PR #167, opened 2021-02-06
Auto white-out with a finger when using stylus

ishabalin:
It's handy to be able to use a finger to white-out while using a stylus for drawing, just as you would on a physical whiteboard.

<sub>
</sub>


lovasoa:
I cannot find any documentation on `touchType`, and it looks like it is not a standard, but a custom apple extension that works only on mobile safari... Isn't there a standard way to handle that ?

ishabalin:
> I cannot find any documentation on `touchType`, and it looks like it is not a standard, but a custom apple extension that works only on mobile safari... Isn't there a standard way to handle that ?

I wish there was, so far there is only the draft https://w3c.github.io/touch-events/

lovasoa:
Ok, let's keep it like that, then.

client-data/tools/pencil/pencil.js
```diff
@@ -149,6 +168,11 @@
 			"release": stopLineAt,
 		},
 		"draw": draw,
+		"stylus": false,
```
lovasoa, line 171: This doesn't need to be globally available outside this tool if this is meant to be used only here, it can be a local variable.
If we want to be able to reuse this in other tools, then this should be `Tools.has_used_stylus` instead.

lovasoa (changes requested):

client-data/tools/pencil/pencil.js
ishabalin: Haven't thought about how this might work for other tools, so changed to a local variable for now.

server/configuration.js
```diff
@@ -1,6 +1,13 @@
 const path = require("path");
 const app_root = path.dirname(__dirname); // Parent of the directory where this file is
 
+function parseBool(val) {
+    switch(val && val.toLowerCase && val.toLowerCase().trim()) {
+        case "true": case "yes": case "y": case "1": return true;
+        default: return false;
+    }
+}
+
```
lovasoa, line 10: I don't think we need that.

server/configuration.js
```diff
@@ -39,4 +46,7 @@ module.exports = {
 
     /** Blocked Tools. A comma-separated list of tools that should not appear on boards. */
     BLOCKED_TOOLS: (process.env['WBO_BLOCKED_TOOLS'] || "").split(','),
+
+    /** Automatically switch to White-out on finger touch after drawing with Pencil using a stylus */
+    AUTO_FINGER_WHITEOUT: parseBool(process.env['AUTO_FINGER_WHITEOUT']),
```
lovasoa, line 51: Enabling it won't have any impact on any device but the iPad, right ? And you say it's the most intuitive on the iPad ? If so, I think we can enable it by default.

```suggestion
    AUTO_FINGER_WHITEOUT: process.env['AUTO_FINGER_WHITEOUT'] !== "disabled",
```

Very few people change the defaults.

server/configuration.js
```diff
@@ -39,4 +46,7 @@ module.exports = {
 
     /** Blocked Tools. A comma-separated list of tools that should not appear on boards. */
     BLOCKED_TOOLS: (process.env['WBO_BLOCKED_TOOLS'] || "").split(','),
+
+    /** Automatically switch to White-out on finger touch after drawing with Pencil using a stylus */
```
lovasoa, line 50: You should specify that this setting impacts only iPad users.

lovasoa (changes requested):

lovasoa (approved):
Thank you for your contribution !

####

→ **PROBLEM DETAILS**: Select all lines with the word "path" from the entries above.

→ **RESPONSE TO THIS TASK**:
 const path = require("path");
 const app_root = path.dirname(__dirname); // Parent of the directory where this file is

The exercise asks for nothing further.